= George Matcham =

English civil servant

George Matcham (1753 – 3 February 1833) was an English civil servant of the East India Company, traveller and brother-in-law of Admiral Lord Nelson.

==Life==
Matcham was the son of Simon Matcham, Superintendent of the Marine of the East India Company, and senior member in council of the Presidency of Bombay. He was educated at Charterhouse School in England; entering the civil service of the East India Company, he subsequently became their Resident at Baroche.

His father died in 1776, and the following year his mother sailed to England. Matcham travelled overland to join her. In 1780 he returned to India, again overland. On the cession of Baroche to the Maratha Empire in 1783, Matcham retired from the Indian civil service, and he made his way to England by an overland route, much of which he had previously explored.

His travels included Persia, Arabia, Egypt, Turkey, Greece, the Greek islands, Hungary, and other countries. On one journey, with Arab guides, he rode on horseback from Baghdad to Pera (now Beyoğlu). He became known to British diplomats, and he was once presented to Emperor Joseph II. He kept journals of his travels, and an account of a journey from Aleppo to Baghdad was published with the second edition of James Capper's Observations on the Passage to India (1784), and bound together with Eyles Irwin's Voyage up the Red Sea.

===In England===
In 1785 he finally settled in England. In 1787 Matcham married Catherine, daughter of the Rev. Edmund Nelson and sister of Admiral Lord Nelson. They had five daughters and three sons.

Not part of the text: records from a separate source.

PR #169, opened 2020-10-29
Densely pack valid block weight modes (10-20% speedup)

aras-p:
Since there's only a small subset of 2048 ones that are valid. For 2D LDR block sizes, this is the valid mode count -- 4x4: 145, 5x5: 255, 6x6: 370, 8x8: 555, 10x10: 687, 12x12: 775. But the code was looping over all the possible 2048 ones, doing checks "is this valid?" or sentinel values to skip over them.

Coding time of 2048x2048 image:

- 6x6 medium: Mac 4.28s -> 3.81s, PC 2.38s -> 2.22s
- 6x6 fast: Mac 0.72s -> 0.57s, PC 0.64s -> 0.57s
- 4x4 medium: Mac 8.53s -> 6.47s, PC 3.92s -> 3.28s
- 4x4 fast: Mac 1.27s -> 0.88s, PC 0.95s -> 0.76s

(Mac being 2018 MBP, Core i9 2.9GHz; PC being AMD ThreadRipper 1950X 3.4GHz; both tested with AVX2 code path)

It's entirely possible I have messed something up, e.g. missed an index update somewhere. That said, PSNR on this one image I tested on is exactly the same before & after the change.

### DIFF
--- a/Source/astcenc_block_sizes2.cpp
+++ b/Source/astcenc_block_sizes2.cpp
@@ -659,12 +659,12 @@ static void construct_block_size_descriptor_2d(
 #endif
 
 	// then construct the list of block formats
+	int idx = 0;
 	for (int i = 0; i < 2048; i++)
 	{
 		int x_weights, y_weights;
 		int is_dual_plane;
 		int quantization_mode;
-		int fail = 0;
 		int permit_encode = 1;
 
 		if (decode_block_mode_2d(i, &x_weights, &y_weights, &is_dual_plane, &quantization_mode))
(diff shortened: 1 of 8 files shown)


Source/astcenc_block_sizes2.cpp
```diff
@@ -659,12 +659,12 @@ static void construct_block_size_descriptor_2d(
 #endif
 
 	// then construct the list of block formats
+	int idx = 0;
```
solidpixel, line 662: We get some name shadowing errors if compiled with `-Werror=shadow` (some of the code lower down also has an `idx` variable). Can we rename the new variable to `bm_idx`, or something like that; shadowing makes future code review harder.

Source/astcenc_block_sizes2.cpp
```diff
@@ -849,12 +841,12 @@ static void construct_block_size_descriptor_3d(
 	bsd->decimation_mode_count = decimation_mode_count;
 
 	// then construct the list of block formats
+	int idx = 0;
```
solidpixel, line 844: We get some name shadowing errors if compiled with `-Werror=shadow` (some of the code lower down also has an `idx` variable). Can we rename the new variable to `packed_idx`, given you use this elsewhere already for this.

solidpixel (changes requested):

solidpixel:
Other than the name shadowing problems, which trip our compiles, the tests pass OK for me - thrown LDR, HDR, normals, and 3D at it and PSNR is identical.

Source/astcenc_compress_symbolic.cpp
```diff
@@ -306,9 +309,10 @@ static void compress_symbolic_block_fixed_partition_1_plane(
 	int qwt_bitcounts[MAX_WEIGHT_MODES];
 	float qwt_errors[MAX_WEIGHT_MODES];
 
-	for (int i = 0; i < MAX_WEIGHT_MODES; i++)
+	for (int i = 0, ni = bsd->block_mode_packed_count; i < ni; ++i)
```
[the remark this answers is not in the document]
aras-p: I kinda got used to this pattern to "make sure" that the compiler does not decide to do a load of `bsd->block_mode_packed_count` on each iteration of the loop (which it may or might not realize is possible)

Source/astcenc_block_sizes2.cpp
aras-p: This and other comments addressed in 6b0dc2b

solidpixel (approved):

PR #171, opened 2020-10-30
Remove the scratch copy of the original data.

solidpixel:
The current code makes a copy of the original data (`imageblock.orig_data`), transferring into working buffers (`imageblock.data_[rgba]`) for each encoding trial. The working buffer is overwritten by each trial, so we have to repopulate the working buffer after each trial which is a significant (10-15%) overhead for the fast searches. In reality the output of the decompression is never really used - we only need to compute RMS error for the trial (which can be done inline) and throw the output away.

This patch removes the `orig_data` copy of the data, and uses only the `data_[rgba]` fields. Data encoding transforms at the start/end of the block are done in-place, and the data is no longer overwritten during each trial. Some parts of the code needed to be adapted to the fact that the "working" encoding of the data is not the original encoding.

PSNR is identical for LDR images, but has minor changes for HDR images. This is because we now compute derivatives on a converted form of the modified data, so we have an additional conversion round-trip which can add some rounding. On our test set this actually slightly improves PSNR, but I suspect this is just luck.


Source/Makefile
```diff
@@ -118,7 +118,7 @@ endif
 
 # Validate that the BUILD parameter is a supported value, and patch CXXFLAGS
 ifeq ($(BUILD),release)
-CXXFLAGS += -O3 -DNDEBUG -flto
+CXXFLAGS += -O3 -DNDEBUG -flto -g
```
solidpixel, line 121: Leak from the debug session; remove.

.gitignore
```diff
@@ -6,6 +6,7 @@
 *.user
 __pycache__
 Scratch
+SourceOrig
```
solidpixel, line 9: Leak from the debug session; remove.

Source/astcenc_compress_symbolic.cpp
```diff
@@ -1141,9 +1153,10 @@ static void prepare_block_statistics(
 	float nf_sum = 0.0f;
 	for (int i = 0; i < texels_per_block; i++)
 	{
-		float3 val = float3(blk->orig_data[4 * i],
-							blk->orig_data[4 * i + 1],
-							blk->orig_data[4 * i + 2]);
+		float3 val = float3(blk->data_r[i],
```
solidpixel, line 1156: Whitespace?

Source/astcenc_image.cpp
```diff
@@ -107,15 +107,19 @@ void imageblock_initialize_deriv(
...
-	const float *fptr = pb->orig_data;
 	for (int i = 0; i < pixelcount; i++)
 	{
 		// compute derivatives for RGB first
 		if (pb->rgb_lns[i])
 		{
-			float r = MAX(fptr[0], 6e-5f);
-			float g = MAX(fptr[1], 6e-5f);
-			float b = MAX(fptr[2], 6e-5f);
+            float3 fdata = float3(pb->data_r[i], pb->data_g[i], pb->data_b[i]);
```
solidpixel, line 115: Whitespace

PR #176, opened 2020-11-08
Correct block footprint in bit-rate table documentation

jeremyong:


jeremyong:
The bit-rate table in the documentation [here](https://github.com/ARM-software/astc-encoder/blob/master/Docs/FormatOverview.md#block-sizes) lists the 8x8 footprint twice with two different bit rates. I believe the 3.2 bits/texel rate corresponds to the 8x5 footprint but please correct this commit if that is incorrect.

Thanks

solidpixel (approved):

solidpixel:
Thanks for the PR. Merged.

PR #182, opened 2020-11-23
First pass at new API for 2D slice image

solidpixel:
This implementation changes the core codec API for images so they they are no longer 3D arrays (which require a pointer tree to get allocated and created). Instead images are passed as an array of 2D image slices, building up 3D images in layers. Each slice consists of tightly packed 4 channel data with no padding between rows. 

The common case usage of ASTC is 2D images, so in the common case the slice array consists of just a single slice, while leaving support for 3D as an option in the API when it's needed. In addition passing raw data slices loaded from other libraries is now possible, as there is no longer need for the pointer preamble. This can remove additional memory allocation and copy overheads

Slight performance improvement for `-fastest` is expected - but will be < 1%. The main improvement here is just improved ease of integration with data from other sources, and the ability to avoid two memory allocations for the same data. 

Note that this change is ONLY the API change; the command line wrapper is still creating copies of the data from stb_image and tiny_exr, which isn't really needed. This will get fixed in a later PR.

### DIFF
--- a/Docs/ChangeLog.md
+++ b/Docs/ChangeLog.md
@@ -24,7 +24,9 @@ recompile your client-side code using the updated `astcenc.h` header.
   * **API Change:** Images using region-based metrics no longer need to include
     padding; all input images should be tightly packed and `dim_pad` is removed
     from the `astcenc_image` structure.
-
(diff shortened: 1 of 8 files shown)


BananaEarwig (approved):
Looks good

PR #437, opened 2021-12-01
Adding support for Python 3.10

deanwetherby:
Package dependencies all install properly. Integration tests pass. Unit tests pass albeit with numpy deprecation warnings with our new numpy-aware serialization.

(mcs-p310) MCS $ python -m unittest
............................................................................................................/home/dwetherby/workspace/MCS/tests/test_history_writer.py:242: DeprecationWarning: np.int is a deprecated alias for the builtin int. To silence this warning, use int by itself. Doing this will not modify any behavior and is safe. When replacing np.int, you may wish to use e.g. np.int64 or np.int32 to specify the precision. If you wish to review your current use, check the release note link for additional information.
Deprecated in NumPy 1.20; for more details and guidance: NumPy 1.20.0 Release Notes — NumPy v1.23.dev0 Manual

### DIFF
--- a/setup.py
+++ b/setup.py
@@ -32,6 +32,7 @@ setuptools.setup(
         'Programming Language :: Python :: 3.7',
         'Programming Language :: Python :: 3.8',
         'Programming Language :: Python :: 3.9',
+        'Programming Language :: Python :: 3.10',
         'License :: OSI Approved :: Apache Software License',
         'Natural Language :: English',
         'Operating System :: OS Independent',
@@ -46,7 +47,7 @@ setuptools.setup(
         'Typing :: Typed'
     ],
     license='Apache-2',
-    python_requires=">3.6, <3.10",
+    python_requires=">3.6",
     packages=setuptools.find_packages(),
     package_data={'': ['*.ini'], },
     install_requires=[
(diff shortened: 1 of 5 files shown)


brianpippin (approved):

setup.py
```diff
@@ -46,7 +47,7 @@ def get_version():
         'Typing :: Typed'
     ],
     license='Apache-2',
-    python_requires=">3.6, <3.10",
+    python_requires=">3.6",
```
alexcraneunity, line 50: Can you explain why this was removed if we are adding support for 3.10? Was it so that it can pass tests, like we ran into with 3.9?

deanwetherby: The previous python_requires attribute would have prevented installation of the MCS package in python 3.10. So we were saying anything above 3.6 and below 3.10 was supported. Once I finished testing with 3.10 and showed it working, that "upper" restriction is being removed. Is that what you were asking about?

alexcraneunity: Oh yes, that makes sense. Thanks!

deanwetherby:
> Should we add 3.10 to the development-merge action?

Excellent idea

kdrumm (approved):
Looks good to me to let GH actions test on merge.

PR #438, opened 2021-12-09
Mcs 908 serializer maintainability

deanwetherby:
Removed test.msgpack file resource as it was very difficult to work with when making changes to the underlying classes. Wrote more extensive msgpack serializer unit tests. Dropped support for the JSON serializer as I don't think it is being used. If needed, we can accomplish serialization and deserialization more formally using the marshmallow package which we already have as an MCS dependency.


JuanRMarquez-Ortiz (approved):
I don't have enough context to really assess the intended result is being achieved. The syntax looks fine, though.

alexcraneunity (approved):
Syntax and tests look good.

kdrumm (approved):

PR #439, opened 2021-12-09
MCS-707 Trailing commas

deanwetherby:
Draft PR to discuss the merits of adding flake8-commas to enforce trailing commas.

### DIFF
--- a/tests/test_mcs.py
+++ b/tests/test_mcs.py
@@ -198,13 +198,13 @@ class TestMCS(unittest.TestCase):
                     "position": {
                         "x": 0,
                         "y": 0.5,
-                        "z": 3
+                        "z": 3,
                     },
                     "scale": {
                         "x": 0.25,
                         "y": 0.25,
-                        "z": 0.25
-                    }
+                        "z": 0.25,
+                    },
                 }],
                 "forces": [{
                     "stepBegin": 1,
@@ -212,10 +212,10 @@ class TestMCS(unittest.TestCase):
                     "vector": {
                         "x": 50,
                         "y": 0,
-                        "z": 0
-                    }
-                }]
-            }]
+                        "z": 0,
+                    },
+                }],
+            }],
         }
         self.assertEqual(actual, expected)
         self.assertEqual(status, None)
@@ -227,7 +227,7 @@ class TestMCS(unittest.TestCase):
         self.assertEqual(
             status,
             "The given file 'tests/test_scene_invalid.json' does not " +
-            "contain valid JSON."
+            "contain valid JSON.",
         )
 
     def test_load_scene_file_json_is_missing(self):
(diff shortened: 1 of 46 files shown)


kdrumm:
I'll never seen this before a couple times in this project.  What is the reasoning for trailing commas?

deanwetherby:
I did not look at any auto-tools for this as I wanted to get a feel for what the linter was going to complain about. I'm not 100% convinced on this change right now.

ThomasSchellenbergNextCentury:
@kdrumm 

> I'll never seen this before a couple times in this project. What is the reasoning for trailing commas?

Here's an article: https://medium.com/@nikgraf/why-you-should-enforce-dangling-commas-for-multiline-statements-d034c98e36f8

@deanwetherby 

> I'm not 100% convinced on this change right now.

That's cool. I just brought it up in case the existence of an auto-tool affected our decision on whether or not to use the rule.

tests/test_mcs.py
```diff
@@ -198,24 +198,24 @@ def test_load_scene_file_json(self):
...
                         "x": 50,
                         "y": 0,
-                        "z": 0
-                    }
-                }]
-            }]
+                        "z": 0,
+                    },
+                }],
+            }],
```
deanwetherby, line 218: This is one example of the dangling commas checker being fairly annoying. I suspect rather than writing code with the extra commas, I'll end up writing one-liners that are more difficult to read/maintain. That is unless the addition of those commas are generated with a tool like the one mentioned earlier.

JuanRMarquez-Ortiz:
I've always felt that the comma implies a subsequent element of whatever series the comma is delimiting, so having a comma when there's no more elements just looks inelegant and like bad grammar, even . I get the point as mentioned in the article Thomas linked, but to me they feel like nitpicking. None of the concerns presented in the article add such a cognitive load that I would enforce it. *shrugs*

rartiss55:
So I could be convinced if we were going to switch to a linter like Black (its a very opinionated linter BUT also seems pretty easy to use). In general though, I'm not the biggest fan of trailing commas/makes me think I deleted the last item in the list or something (plus the weird edge case listed above is hard to make sense of at first glance).

deanwetherby:
Closing PR without merging. Even with an auto-tool, trailing commas makes the code more difficult to read as the change is more invasive than anticipated. One could argue the cognitive load on maintaining/reading trailing commas is greater than those of future PRs without it.

ThomasSchellenbergNextCentury:
FYI Saying something objective like "trailing commas makes the code more difficult to read" about something that's subjective like linter rules might rub some people the wrong way.

JuanRMarquez-Ortiz:
I think we can see "difficult" -though subjective- as an analogue for cognitive load, which can be more objective. 

If it's a new item to pay attention all the time (while programming) for a benefit of not having to pay attention to something considerably less often (in PRs), I think we can say that it's a net increase in the cognitive load on the developers, even if for some it is easier or harder to handle than for others.

PR #440, opened 2021-12-09
MCS-591 pep8 naming

deanwetherby:
Enforces python naming conventions.

### DIFF
--- a/machine_common_sense/config_manager.py
+++ b/machine_common_sense/config_manager.py
@@ -265,14 +265,14 @@ class GoalSchema(Schema):
     answer = fields.Dict()  # UI property
     category = fields.Str()
     description = fields.Str()
-    domainsInfo = fields.Dict()  # UI property
+    domains_info = fields.Dict(data_key='domainsInfo')  # UI property
     habituation_total = fields.Int()
     info_list = fields.List(fields.Str())
     last_preview_phase_step = fields.Int()
     last_step = fields.Int()
     metadata = fields.Dict()
-    objectsInfo = fields.Dict()  # UI property
-    sceneInfo = fields.Dict()  # UI property
+    objects_info = fields.Dict(data_key='objectsInfo')  # UI property
+    scene_info = fields.Dict(data_key='sceneInfo')  # UI property
     skip_preview_phase = fields.Bool()
     task_list = fields.List(fields.Str())
     type_list = fields.List(fields.Str())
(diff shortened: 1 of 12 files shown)


deanwetherby:
Be sure to review the config_manager module. There are marshmallow schema classes that I am mapping from the scene json files into pythonic variables using the `data_key` property. This way we can have mixed case `stepBegin` mapped to `step_begin` and the pep8-naming checks all pass.

machine_common_sense/config_manager.py
```diff
@@ -283,7 +283,7 @@ def make_goal(self, data, **kwargs):
 
 
 class ChangeMaterialConfigSchema(Schema):
-    stepBegin = fields.Int()
+    step_begin = fields.Int(data_key='stepBegin')
```
ThomasSchellenbergNextCentury, line 286: I'm assuming the `data_key` property means that they'll be sent to Unity as camelCase?

deanwetherby: `data_key` is for deserialization from scene json files. Is there a concern going the other way? I ran a run_pass on the playroom without issue.

machine_common_sense/config_manager.py
```diff
@@ -571,11 +591,11 @@ class OpenCloseConfig:
...
 class PhysicsConfig:
     enable: bool = False
-    angularDrag: float = None
+    angular_drag: float = None
     bounciness: float = None
     drag: float = None
-    dynamicFriction: float = None
-    staticFriction: float = None
+    dynamic_friction: float = None
+    static_friction: float = None
```
ThomasSchellenbergNextCentury, line 598: This will affect the ILE scene generator since one of its files (global_settings_component.py) imports and uses the PhysicsConfig, so we'll need to update that code too.

ThomasSchellenbergNextCentury (commented):
I like enforcing Python naming conventions, so as long as it works with Unity (which it sounds like it does) and the other code, it's fine with me.

machine_common_sense/config_manager.py
ThomasSchellenbergNextCentury: The action/step payloads we send to Unity need to have camelCase variables to match the variables in the corresponding C# classes, like this: https://github.com/NextCenturyCorporation/ai2thor/blob/development/unity/Assets/Scripts/MCSMain.cs#L1933-L1936

However I'm assuming if the playroom loaded correctly for you then everything's working fine! :smile:

deanwetherby: I thought I would need to specify the serialization field as well but it looks like marshmallow is handling that for me. Thanks marshmallow.

https://marshmallow.readthedocs.io/en/stable/quickstart.html#specifying-serialization-deserialization-keys

JuanRMarquez-Ortiz (approved):

PR #441, opened 2021-12-14
MCS-342 validate types

deanwetherby:


machine_common_sense/action.py
```diff
@@ -646,16 +649,17 @@ def __repr__(self):
...
         return self._key
 
-    @ property
+    @property
     def desc(self):
         return self._desc
 
     @staticmethod
-    def input_to_action_and_params(input_str):
+    @typeguard.typechecked
```
deanwetherby, line 661: typeguard decorator has to go inside the static method decorator

machine_common_sense/__init__.py
```diff
@@ -3,6 +3,9 @@
 import logging.config
 import signal
 from contextlib import contextmanager
+from typing import Dict, Union
+
+import typeguard
```
deanwetherby, line 8: We can do either way below although I prefer the namespaced option better.

```
import typeguard

@typeguard.typechecked
def func():
  ...
```

or

```
from typeguard import typechecked

@typechecked
def func():
  ...
```

machine_common_sense/controller.py
```diff
@@ -583,8 +589,8 @@ def validate_and_convert_params(self, action, **kwargs):
             receptacleObjectImageCoords=receptacle_vector
         )
 
-    # Override
-    def step(self, action: str, **kwargs) -> StepMetadata:
+    @typeguard.typechecked
+    def step(self, action: str, **kwargs) -> Union[StepMetadata, None]:
```
deanwetherby, line 593: With type checking, I had to add the Union to also include None.

machine_common_sense/controller.py
```diff
@@ -706,19 +712,21 @@ def mcs_action_to_ai2thor_action(self, action):
     def retrieve_action_list_at_step(self, goal, step_number):
         return goal.retrieve_action_list_at_step(step_number)
 
-    def retrieve_object_states(self, object_id):
+    @typeguard.typechecked
+    def retrieve_object_states(self, object_id: str) -> List:
         """Return the state list at the current step for the object with the
         given ID from the scene configuration data, if any."""
-        self._scene_config.retrieve_object_states(
+        return self._scene_config.retrieve_object_states(
```
deanwetherby, line 719: There was no return on this function from previous release(s) even though it was listed in the MCS API.

machine_common_sense/reward.py
```diff
@@ -210,12 +211,13 @@ def _calculate_default_reward(
         return GOAL_NOT_ACHIEVED
 
     @staticmethod
+    @typeguard.typechecked
     def calculate_reward(
-            goal: GoalMetadata,
-            objects: Dict,
+            goal: Union[GoalMetadata, None],
+            objects: List[Dict],
```
deanwetherby, line 217: Type checking exposed that objects are always a List even though we type hinted they were a dictionary.

machine_common_sense/reward.py
```diff
@@ -210,12 +211,13 @@ def _calculate_default_reward(
...
             agent: Dict,
             number_steps: int,
-            reach: float) -> float:
+            reach: Union[float, None]) -> float:
```
deanwetherby, line 220: Again with the explicit None

machine_common_sense/reward.py
```diff
@@ -210,12 +211,13 @@ def _calculate_default_reward(
         return GOAL_NOT_ACHIEVED
 
     @staticmethod
+    @typeguard.typechecked
     def calculate_reward(
-            goal: GoalMetadata,
-            objects: Dict,
+            goal: Union[GoalMetadata, None],
```
deanwetherby, line 216: Again with the explicit None

machine_common_sense/validation.py
```diff
@@ -61,7 +65,7 @@ def is_number(value, label=None):
         try:
             float(value)
             return True
-        except ValueError:
+        except (ValueError, TypeError):
```
deanwetherby, line 66: Tested None as value which through an unhandled TypeError so I added it.

requirements.txt
```diff
@@ -21,4 +21,5 @@ Shapely==1.8.0; python_version>="3.10"
 Sphinx==3.2.1
 sphinxcontrib-websupport==1.2.4
 sphinx-markdown-builder==0.5.4
+typeguard==2.13.2
```
deanwetherby, line 24: Adding latest version to requirements.txt

setup.py
```diff
@@ -60,7 +60,8 @@ def get_version():
         'ai2thor==2.5.0',
         'scikit-image>=0.17.1',
         'dataclasses==0.8; python_version<"3.7"',
-        'marshmallow>=3.5.2'
+        'marshmallow>=3.5.2',
+        'typeguard>=2.11.1'
```
deanwetherby, line 64: Added lowest package version that supported latest python versions of 3.9 and 3.10. (Trailing commas diff here isn't a big deal)

tests/test_reward.py
```diff
@@ -11,21 +11,21 @@ class TestReward(unittest.TestCase):
     def test_default_reward(self):
         goal = mcs.GoalMetadata()
         reward = mcs.Reward.calculate_reward(
-            goal, objects={}, agent={}, number_steps=1, reach=1.0)
+            goal, objects=[{}], agent={}, number_steps=1, reach=1.0)
```
deanwetherby, line 14: Had to update reward tests because the type checking was correctly identifying an error with the Dict not being a list.

tests/test_reward.py
```diff
@@ -213,9 +209,7 @@ def test_traversal_reward_large_object_inside(self):
         obj['objectBounds']['objectBoundsCorners'].append(
             {'x': 0.0, 'y': 1.0, 'z': 10.0})
         obj['position'] = {'x': 0.0, 'z': 0.0}
-        obj_list = []
-        obj_list.append(obj)
-
+        obj_list = [obj]
```
deanwetherby, line 212: small cleanup

tests/test_validation.py
```diff
@@ -39,12 +39,15 @@ def test_is_in_range(self):
...
-        self.assertEqual(mcs.Validation.is_number('asdf'), False)
+        self.assertTrue(mcs.Validation.is_number(3))
+        self.assertTrue(mcs.Validation.is_number(-2.70))
+        self.assertTrue(mcs.Validation.is_number('0'))
+        self.assertTrue(mcs.Validation.is_number('1'))
+        self.assertTrue(mcs.Validation.is_number('12.34'))
+        self.assertTrue(mcs.Validation.is_number('01'))
+        self.assertFalse(mcs.Validation.is_number(''))
+        self.assertFalse(mcs.Validation.is_number('asdf'))
+        self.assertFalse(mcs.Validation.is_number(None))
```
deanwetherby, line 50: Updated tests to use correct assert and added a few more.

machine_common_sense/controller_output_handler.py
```diff
@@ -148,7 +148,8 @@ def return_status(self):
                 ].name
         except KeyError:
             logger.error(
-                "Return status {self._raw_output.metadata['lastActionStatus']}"
+                f"Return status "
```
deanwetherby, line 151: Supposed to be an f-string. And then the 'f' pushed the line to 80 characters.

tests/test_controller_output_handler.py
```diff
@@ -10,6 +10,10 @@
 from machine_common_sense.controller_output_handler import (
     ControllerOutputHandler, SceneEvent)
 from machine_common_sense.goal_metadata import GoalMetadata
+from machine_common_sense.logging_config import LoggingConfig
+
+# ignore printing of errors for unit testing
+LoggingConfig.init_logging(LoggingConfig.get_no_logging_config())
```
deanwetherby, line 16: KeyError occurred in one of the tests but we don't need that printed out to the console so turning off logging (i.e. correctly swallow errors)

JuanRMarquez-Ortiz (approved):

machine_common_sense/controller.py
ThomasSchellenbergNextCentury: Couldn't this be `Optional[StepMetadata]`?

machine_common_sense/controller.py
```diff
@@ -731,7 +739,7 @@ def _remove_none(self, d):
                 del d[key]
         return d
 
-    def wrap_step(self, **kwargs):
+    def wrap_step(self, **kwargs) -> Dict:
```
ThomasSchellenbergNextCentury, line 742: Why no typeguard here? Is it because of the kwargs?

ThomasSchellenbergNextCentury:
This is really awesome, but the ticket (MCS-342) was originally written to implement this behavior in the scene generator. Should we make a separate ticket to add typeguard to the scene generator?

deanwetherby:
> This is really awesome, but the ticket (MCS-342) was originally written to implement this behavior in the scene generator. Should we make a separate ticket to add typeguard to the scene generator?

Once we understand an approach, it'll take very little work to integrate into the scene generator. I was more concerned at the time with prototyping as well as thinking about how to protect our Python API.

machine_common_sense/controller.py
deanwetherby: I only type checked the functions exposed in the public API for now. If we think internal type checking will help, we are free to sprinkle it in as necessary.

machine_common_sense/controller.py
deanwetherby: Looks like typeguard handles that case. Change incoming

brianpippin (approved):
This looks super useful for the API and I think will be useful to spread to other places.

machine_common_sense/controller.py
kdrumm: Should we add a unit test for this function to prevent this?  Should we make sure we have a couple unit tests for all API functions?  (we probably have a bunch)

kdrumm (approved):
Looks good.  I did make a comment about additional unit tests, but approving anyway because I'm not that concerned if we don't add them.

ThomasSchellenbergNextCentury (approved):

The family lived in Ringwood in Hampshire, and later in Ashfold, Sussex. He devoted himself to the pursuits of a country gentleman. He patented an apparatus for preserving vessels in danger of shipwreck (patent no. 2676 of 1803), and made several communications to the government on various public improvements. Matcham died on 3 February 1833. His widow lived afterwards in Holland Park in London; she died in 1842.